* **Problem to work on**:
Go through the records and copy each line where the word "show" occurs.

____________

PR #1360, opened 2026-08-13
Folding of QS CLI - Part 2

vee1e:
## Summary

Iteration 4 of the FLOSS migration spec: the render-time filters, columns, summary output, and JSON error surface.

## What's included

**Render consolidation (§2.3)**
- Layout-aware string rendering moved into `floss/render/layout.py`; `default.py` orchestrates the classic and recovered-string sections.
- Centered lowercase headings for the stack/tight/decoded sections (§1.2).

**Filtering flags (§3.1.2)**
- Symmetrical `--section/--no-section`, `--structure/--no-structure`, `--tag/--no-tag`, plus `--interesting`. Include/exclude pairs are mutually exclusive; values OR across repeats.
- `--query` (repeatable, ORed regexes) and `--max-strings` (per-section, relevance-ordered) (§3.2.1).
- `--columns tags offset structure encoding` (§3.2.2).
- `--string-type`/`--no-string-type` now accept `language` and `all`; language extraction is independent of static (§3.4.3).

**Output (§3.3)**
- `--summary` (metadata, counts, section counts, tag histogram, high-value strings) with escaped/sanitized strings.
- Structured JSON errors on STDERR in JSON mode; text-mode errors also on STDERR.
- JSON top-level keys emitted `metadata`-first so saved documents stay detectable.

## Tests

- New `tests/test_render_filters.py` covering the filters, columns, summary, and main-level flags.
- Additions to `test_cli_args.py`, `test_load.py`, `test_main.py`, `test_results_json_roundtrip.py`.

Caching (spec §3.5) is intentionally out of scope for this batch.


floss/render/default.py
```diff
@@ -317,10 +333,31 @@ def render_heading(heading, console, verbose, disable_headers):
...
+
+         ─────────────────────
+               stack strings
+         ─────────────────────
+    """
+    if disable_headers:
+        return
+    style = ""
+    if verbose != Verbosity.DEFAULT:
+        style = "cyan"
```
mr-tz: why does Verbosity affect coloring?

floss/render/default.py
```diff
@@ -353,15 +390,41 @@ def get_color(color):
...
 
-def render(results: floss.results.ResultDocument, verbose, disable_headers, color):
+def render(
+    results: floss.results.ResultDocument,
+    verbose,
+    disable_headers,
+    color,
+    columns: Sequence[str] = DEFAULT_COLUMNS,
+    layout_filter: Optional[LayoutFilter] = None,
+    plain: bool = False,
```
mr-tz, line 407: can plain and verbose be combined?

floss/render/default.py
```diff
@@ -353,15 +390,41 @@ def get_color(color):
...
+                    layout = filtered
+
+            # when the user expressed tag intent (--tag or --interesting), don't let
+            # the default hide rules (e.g. #code, #reloc) drop strings the filter
+            # deliberately kept. tag-aware filtering already narrowed the set.
+            tag_rules = DEFAULT_TAG_RULES
+            if layout_filter is not None and (layout_filter.include_tags or layout_filter.interesting):
+                tag_rules = {tag: "default" if rule == "hide" else rule for tag, rule in DEFAULT_TAG_RULES.items()}
+
+            layout_view = hide_strings_by_rules(layout, tag_rules)
```
mr-tz: worth creating a helper function for this?!

floss/render/filter.py
```diff
@@ -0,0 +1,312 @@
...
+
+import re
+from typing import Set, List, Tuple, Optional, Sequence
+
+from floss.results import ResultLayout, ResultString
+from floss.tags.oss import DEFAULT_FILENAMES
+from floss.tags.filter import TagRules
+
+# noisy tags that the --interesting shortcut excludes
+NOISY_TAGS: Set[str] = {"#common", "#duplicate", "#code", "#reloc", "#code-junk"}
```
mr-tz, line 33: should we show these in the help to be transparent and keep these always in sync if we change them

floss/render/filter.py
```diff
@@ -0,0 +1,312 @@
...
+
+    ``import-table``, ``import_table``, and ``import table`` all compare equal.
+    """
+    return name.strip().lower().replace("_", "-").replace(" ", "-")
+
+
+def tag_matches(user_tag: str, string_tags: Sequence[str]) -> bool:
+    """true if ``user_tag`` (already normalized) matches any of ``string_tags``.
+
+    ``oss`` is a meta tag that matches any OSS library tag.
```
mr-tz: what if we want to add more meta tags? #common is also a meta tag right now in a sense, so is every directory in the tags/data/ path - can we leverage that?

floss/render/filter.py
```diff
@@ -0,0 +1,312 @@
...
+    """
+    normalized = user_tag
+    if normalized == "oss":
+        return any(normalize_tag(tag) in OSS_TAG_NAMES_NORMALIZED for tag in string_tags)
+    return any(normalize_tag(tag) == normalized for tag in string_tags)
+
+
+def is_arch_wrapper(layout: ResultLayout) -> bool:
```
mr-tz: improve name

floss/render/filter.py
```diff
@@ -0,0 +1,312 @@
...
+    @property
+    def active(self) -> bool:
+        return bool(
+            self.include_sections
+            or self.exclude_sections
+            or self.include_structures
+            or self.exclude_structures
+            or self.include_tags
+            or self.exclude_tags
+            or self.interesting
```
mr-tz, line 195: would it make sense to early on translate --interesting to the respective tags inclusions/exclusions and just use that throughout? con: some implied context later down in the code

floss/render/summary.py
```diff
@@ -0,0 +1,181 @@
...
+
+
+def render_summary(results: ResultDocument, color: str = "auto") -> str:
+    """render a concise summary of ``results`` as text.
+
+    The summary is a human- and agent-consumable view over the same
+    ``ResultDocument`` that ``--json`` emits.
+    """
+    sys.__stdout__.reconfigure(encoding="utf-8")  # type: ignore [union-attr]
+    console = Console(file=io.StringIO(), color_system=get_color(color), highlight=False, soft_wrap=True)
```
mr-tz, line 139: do we do this elsewhere? should we?

floss/render/summary.py
```diff
@@ -0,0 +1,181 @@
...
+# See the License for the specific language governing permissions and
+# limitations under the License.
+
+"""Concise, token-efficient summary of a FLOSS result document.
+
+The summary is built from the same ``ResultDocument`` as the ``--json`` output,
+so it is programmatic and consistent. It reports sample metadata, per-type
+string counts, section counts, tag histograms, and the strings that carry
+high-value (non-noisy) tags. Meant for human consumers and agents, so it is
+pretty printed with tables.
```
mr-tz: I think for agents we dont need table characters

floss/cli.py
```diff
@@ -159,6 +184,88 @@ def make_parser():
...
+            "exclude_sections",
+            "NAME",
+            None,
+            "do not show static strings in the given binary section(s)",
+        ),
+        (
+            "--structure",
+            "include_structures",
+            "NAME",
+            "e.g. import-table, export-table, rich-header, elf-header, macho-header; names are slugs and "
```
mr-tz: list all available here, can these be pulled from the code or a constant?

floss/cli.py
```diff
@@ -159,6 +184,88 @@ def make_parser():
...
+            "exclude_structures",
+            "NAME",
+            None,
+            "do not show static strings in the given binary structure(s)",
+        ),
+        (
+            "--tag",
+            "include_tags",
+            "TAG",
+            "e.g. winapi, crypto, or the oss meta tag",
```
mr-tz: list all or point to summary to see what's there

floss/cli.py
mr-tz: or point to summary to see what's there for a specific sample

floss/cli.py
```diff
@@ -159,6 +184,88 @@ def make_parser():
...
+            metavar=metavar,
+            default=[],
+            help=help_text,
+        )
+    filter_group.add_argument(
+        "--interesting",
+        action="store_true",
+        dest="interesting",
+        default=False,
+        help="exclude strings with only noisy tags: #common, #duplicate, #code, #reloc, #code-junk",
```
mr-tz: ah it's here, pull these from the constant

floss/main.py
```diff
@@ -59,6 +63,51 @@ def get_default_root() -> Path:
...
+    sys.stderr.write(json.dumps({"error": message, "code": code}) + "\n")
+
+
+JSON_SHORT_FLAG = re.compile(r"^-[a-zA-Z]*j")
+
+
+def json_requested(argv) -> bool:
+    """best-effort detection of a JSON output mode before argument parsing completes."""
+    argv = argv or []
+    return "--json" in argv or any(JSON_SHORT_FLAG.match(arg) for arg in argv)
```
mr-tz: it should be `--json` or `-j` only

floss/main.py
```diff
@@ -78,8 +128,24 @@ def main(argv=None) -> int:
...
+        if args.max_strings is not None and args.max_strings <= 0:
+            parser.error("--max-strings must be a positive integer")
+        for pattern in args.queries:
+            try:
+                re.compile(pattern)
+            except re.error as e:
+                parser.error("invalid --query regular expression %r: %s" % (pattern, e))
     except ArgumentValueError as e:
-        print(e)
+        if json_requested(argv):
```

____________

* **Task response**:
mr-tz, line 33: should we show these in the help to be transparent and keep these always in sync if we change them
+            "do not show static strings in the given binary section(s)",
+            "do not show static strings in the given binary structure(s)",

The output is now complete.